Patrimoine Lors de chantiers de construction, il arrive aux entreprises de génie civil de faire d'étranges découvertes, squelettes par-ci, tombeaux par-là. Ces témoins de vestiges cachés dans nos sous-sols peuvent à tout moment se rappeler à notre bon souvenir pendant des travaux. Anciennes constructions, objets antiques ou dépôts naturels fossilisés: il s'agit là de notre «patrimoine enfoui». Si la présence de ces éléments est soupçonnée à certains endroits, elle peut aussi se révéler totalement inattendue ailleurs. Qu'advient-il en cas de découverte? Comment traiter les trésors déterrés? Les constructions d'aujourd'hui ne menacent-elles pas notre histoire? Par le projet «Mémoire 21 Valais-Wallis», l'Association valaisanne d'archéologie vise à créer un engagement collectif pour la préservation de nos trésors du passé. Eclairage. Présidente de l'Association valaisanne d'archéologie et responsable du projet «Mémoire 21 Valais-Wallis», Claire Epiney-Nicoud déplore que certaines découvertes ne puissent être mises en valeur faute de moyens et s'inquiète de voir une partie de notre patrimoine disparaitre sous l'assaut des bulldozers. Mais elle est convaincue que des compromis peuvent être trouvés entre les bâtisseurs et les défenseurs de nos richesses patrimoniales.

ARIA SA

Valérie Passello

Le 28 août dernier, une tombe antique était découverte par des ouvriers à Collombey, sur le chantier du thermoréseau de la Satom. Idem à Saint-Maurice en 2013, où les travaux de l'Avenue d'Agaune ont révélé la présence d'importants vestiges, dont des tombes burgondes, aux abords de l'Abbaye. Et en 2010, c'est à Bex que les restes de 118 défunts reposant là depuis le Moyen-Âge ont été découverts lors des travaux de réfection de la rue du Midi à Bex. Nombreux sont les exemples de trouvailles sur des chantiers, toujours largement relayées par les médias, sans doute pour leur caractère fascinant. «La découverte fortuite de vestiges, d'objets archéologiques ou de curiosités naturelles, effectuée en dehors d'une recherche dûment autorisée, doit être immédiatement annoncée au Département des Travaux Publics Aménagements et Transports, qui déléguera le personnel compétent sur les lieux. Les travaux ou activités qui ont produit la trouvaille doivent être suspendus à l'endroit de la découverte, s'ils sont de nature à porter atteinte aux vestiges. Aucun objet ne doit être déplacé, et les vestiges découverts seront protégés de manière à n'être ni endommagés, ni dérobés», indique la loi du 10 décembre 1969 sur la protection de la nature, des monuments et des sites.

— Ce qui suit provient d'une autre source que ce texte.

PR #281, opened 2019-04-02
Use firmware parameters

mrivi:
- rename parameters using Firmware convention
- use MPC_XY_CRUISE as max velocity when there aren't any obstacles
- use MPC_COL_PREV_D to decide if the distance data are sent to the Firmware
- remove unused dynamic reconfigure paramters
- add MPC_JERK_MAX since only the min was retrieved

### DIFF
--- a/local_planner/cfg/local_planner_node.cfg
+++ b/local_planner/cfg/local_planner_node.cfg
@@ -34,13 +34,4 @@ gen.add("tree_node_distance_",    double_t,    0, "Distance between nodes", 1,  
 gen.add("tree_discount_factor_",    double_t,    0, "Discount factor in tree cost function", 0.8,  0, 1)
 gen.add("max_path_length_",    double_t,    0, "Maximum length of planned paths", 3,  0, 15)
 
-# waypoint_generator
-gen.add("goal_acceptance_radius_in_", double_t, 0, "Radius of a sphere around a waypoint to set it as reached", 0.5,  0.1, 5.0)
-gen.add("goal_acceptance_radius_out_", double_t, 0, "Radius of a sphere around a waypoint to set it as not reached", 1.5,  0.1, 10.0)
-gen.add("factor_close_to_goal_start_speed_limitation_", double_t, 0, "", 3.0,  0.1, 20.0)
-gen.add("factor_close_to_goal_stop_speed_limitation_", double_t, 0, "", 4.0,  0.1, 20.0)
-gen.add("max_speed_close_to_goal_factor_", double_t, 0, "", 0.1,  0.1, 20.0)
-gen.add("min_speed_close_to_goal_", double_t, 0, "Speed close to goal", 0.5,  0.1, 14.0)
-
-
 exit(gen.generate(PACKAGE, "avoidance", "LocalPlannerNode"))
--- a/local_planner/cfg/local_planner_node.cfg
+++ b/local_planner/cfg/local_planner_node.cfg
@@ -12,7 +12,7 @@ gen.add("goal_cost_param_", double_t, 0, "Cost function weight for goal oriented
 gen.add("heading_cost_param_", double_t, 0, "Cost function weight for constant heading", 0.5, 0, 20.0)
 gen.add("smooth_cost_param_", double_t, 0, "Cost function weight for path smoothness", 1.5, 0.5, 20.0)
 gen.add("velocity_around_obstacles_", double_t, 0, "Maximally allowed drone velocity in the proximity of obstacles [m/s]", 2.0, 0.0, 5.0)
-gen.add("velocity_far_from_obstacles_", double_t, 0, "Maximally allowed drone velocity when no obstacles are in sight [m/s]", 3.0, 0.0, 10.0)
+gen.add("keep_distance_", double_t, 0, "Distance at which the UAV stops in front of an obstacle", 2.0, 1.0, 8.0)
 gen.add("goal_z_param", double_t, 0, "Height of the goal position", 3.5, -20.0, 20.0)
 gen.add("no_progress_slope_", double_t, 0, "If progress derivative higher than this value the drone rises", -0.0007, -1.0, 1.0)
 gen.add("min_realsense_dist_", double_t, 0, "Discard points closer than that", 0.2, 0, 10)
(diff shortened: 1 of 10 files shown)


local_planner/cfg/local_planner_node.cfg
```diff
@@ -32,7 +31,6 @@ gen.add("stop_in_front_", bool_t, 0, "Enable stop in front of the obstacle", Fal
 gen.add("use_back_off_", bool_t, 0, "Enable functionality to move backwards if an obstacle is too close", False)
 gen.add("use_VFH_star_", bool_t, 0, "Build lookahead-tree", True)
```
nicovanduijn: I've been meaning to get rid of these two as well. We pretty much always use VFH-star these days, and if someone wants to really only plan one node, they could set `n_expanded_nodes` to 1, which should have the same effect as setting `use_VFH_star` to `False`.
The back-off has also been disabled by default for a while, do you have an opinion on that? Can we get rid of it?

local_planner/cfg/local_planner_node.cfg
```diff
@@ -12,7 +12,6 @@ gen.add("goal_cost_param_", double_t, 0, "Cost function weight for goal oriented
 gen.add("heading_cost_param_", double_t, 0, "Cost function weight for constant heading", 0.5, 0.5, 20.0)
 gen.add("smooth_cost_param_", double_t, 0, "Cost function wight for path smoothness", 1.5, 0.5, 20.0)
 gen.add("velocity_around_obstacles_", double_t, 0, "Maximally allowed drone velocity in the proximity of obstacles [m/s]", 2.0, 0.0, 5.0)
-gen.add("velocity_far_from_obstacles_", double_t, 0, "Maximally allowed drone velocity when no obstacles are in sight [m/s]", 3.0, 0.0, 10.0)
 gen.add("keep_distance_", double_t, 0, "Distance at which the UAV stops in front of an obstacle", 2.0, 1.0, 8.0)
```
nicovanduijn: My first thought here was that it could be replaced with `MPC_COL_PREV_D`. But I think this is related to the `stop_in_front` functionality? Another legacy piece of code I've been hoping to get rid of  (would then trim down the messy `determineStrategy()`, and also remove the `stop_in_front_` in line 31)

local_planner/src/nodes/local_planner.cpp
```diff
@@ -65,7 +63,7 @@ void LocalPlanner::dynamicReconfigureSetParams(
   use_back_off_ = config.use_back_off_;
   use_VFH_star_ = config.use_VFH_star_;
   adapt_cost_params_ = config.adapt_cost_params_;
-  send_obstacles_fcu_ = config.send_obstacles_fcu_;
+  send_obstacles_fcu_ = model_params_.param_mpc_col_prev_d > 0.f;
```
nicovanduijn: that's a bit wordy now, no? Is this the convention in the Firmware? Personally, I think the `model_params_` encodes the fact that they're params, so the members themselves don't really need to repeat that

local_planner/cfg/local_planner_node.cfg
```diff
@@ -41,13 +39,4 @@ gen.add("tree_node_distance_",    double_t,    0, "Distance between nodes", 1,
...
 
-# waypoint_generator
-gen.add("goal_acceptance_radius_in_", double_t, 0, "Radius of a sphere around a waypoint to set it as reached", 0.5,  0.1, 5.0)
-gen.add("goal_acceptance_radius_out_", double_t, 0, "Radius of a sphere around a waypoint to set it as not reached", 1.5,  0.1, 10.0)
-gen.add("factor_close_to_goal_start_speed_limitation_", double_t, 0, "", 3.0,  0.1, 20.0)
-gen.add("factor_close_to_goal_stop_speed_limitation_", double_t, 0, "", 4.0,  0.1, 20.0)
-gen.add("max_speed_close_to_goal_factor_", double_t, 0, "", 0.1,  0.1, 20.0)
-gen.add("min_speed_close_to_goal_", double_t, 0, "Speed close to goal", 0.5,  0.1, 14.0)
-
-
```
nicovanduijn: nice!

local_planner/src/nodes/local_planner.cpp
mrivi: I really like the idea of keeping the same naming convention of the Firmware especially since it's going to be strictly enforced (https://github.com/PX4/Firmware/pull/11686).
What if we change `model_params_` to `px4`?

local_planner/cfg/local_planner_node.cfg
mrivi: yes, I think so. @baumanta @jkflying your opinions?

local_planner/src/nodes/local_planner.cpp
nicovanduijn: Sure, even better! `model_params` isn't very clear to me anyway

local_planner/cfg/local_planner_node.cfg
jkflying: Agreed.

jkflying:
It is more important that these are correct now that we will be using them. Is there any way we can detect if the parameters didn't arrive? Maybe the default values should be NaN, and after some delay if any are still NaN we should ask for the values again.

Otherwise I'm happy with this, just needs a formatting fix.

local_planner/cfg/local_planner_node.cfg
mrivi: let's do it in a separate PR

local_planner/include/local_planner/local_planner.h
```diff
@@ -46,23 +46,23 @@ class TreeNode;
...
-  float param_mpc_tko_speed = 1.0f; // Takeoff climb rate
-  float param_mpc_land_speed = 0.7f;   // Landing descend rate
+  float param_mpc_xy_cruise = NAN;   // Desired horizontal velocity in mission
+  float param_mpc_tko_speed = NAN; // Takeoff climb rate
+  float param_mpc_land_speed = NAN;   // Landing descend rate
   // limitations given by sensors
-  float param_ekf2_rng_a_hmax = 5.0f;
-  float param_ekf2_rng_a_vmax = 5.0f;
+  float param_ekf2_rng_a_hmax = NAN;
+  float param_ekf2_rng_a_vmax = NAN;
```
mhkabir: EKF2 Range aid parameters are not the correct ones to use to get sensor limitations.

Ideally we would transport and use these limits computed by the EKF: https://github.com/PX4/Firmware/blob/master/msg/vehicle_local_position.msg#L60

jkflying:
I think the retry if we don't get the parameters is with this: http://docs.ros.org/api/mavros_msgs/html/srv/ParamGet.html

We can get just the parameters we need if they don't arrive after a timeout. It is a service, so it won't have any dropped packets, too.

jkflying:
Flight testing for this went really well. Once thing we found is that most of the time it spends at the 1/2 max-velocity due to some obstacle appearing somewhere in the history. As a result the actual max speed isn't exercised very often. Due to this, to make the flight more predictable it would be a good idea to get rid of the 1-tier speeds, rather just using a single speed and depending on the flight planning to slow down the drone when rapid trajectory changes are needed.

Mais la plupart du temps, les trouvailles sont attendues. Dans le canton de Vaud par exemple, une carte recense environ 1'500 régions archéologiques (comprenant 3'000 sites pour plus de 15'000 références bibliographiques), dans lesquelles des vestiges ont été découverts ou sont susceptibles de se trouver. Si des travaux doivent être menés dans ces zones, les entreprises de construction sont averties dès la signature du contrat, explique Reto Aregger, responsable communication de l'entreprise Implenia: «Si l'on suppose d'emblée que des découvertes archéologiques sont possibles, un certain délai pour leur sauvegarde est intégré à la planification du chantier et les services officiels et archéologues sont sur place dès le début des travaux. En cas de découverte avérée, ils peuvent donc réagir rapidement. Mais il n'existe pas de règle universellement valable. L'ampleur des mesures à prendre dépend de la nature, du nombre et des dimensions des trouvailles, ainsi que de leur importance historique». Il ajoute que le personnel est sensibilisé à la possibilité d'une découverte fortuite et sait comment réagir.

Les experts débarquent

«De mémoire, je dirais qu'il arrive une à deux fois par année qu'on nous signale des découvertes. Le plus souvent, il s'agit d'ossements humains, apparaissant lors de terrassements en dehors de régions archéologiques identifiées. Dans le cas d'ossements humains, les ouvriers qui les découvrent contactent la police par précaution, ou directement l'Archéologie cantonale. S'il s'avère que ces restes ne relèvent pas de la police judiciaire, un archéologue se rend alors sur le chantier afin de prendre connaissance du contexte dans lequel sont apparus les restes, évaluer si d'autres vestiges sont encore en place et tenter de les dater», indique l'archéologue cantonale vaudoise Nicole Pousaz. Si une «fouille de sauvegarde» est mise en ouvre (tout dépend de l'intérêt historique et scientifique), les vestiges matériels sont dégagés, dessinés, photographiés et décrits sur place, avant d'être prélevés strate par strate. Différents spécialistes tels que des archéologues, anthropologues, archéozoologues, céramologues ou numismates livreront, au final, un rapport contenant les données scientifiques des investigations. «Seuls les vestiges immobiliers (fondations de bâtiments, base de murs) peuvent éventuellement demeurer sur place pour autant que les terrassements qui les ont mis au jour ne finissent pas par entraîner leur destruction», ajoute Nicole Pousaz.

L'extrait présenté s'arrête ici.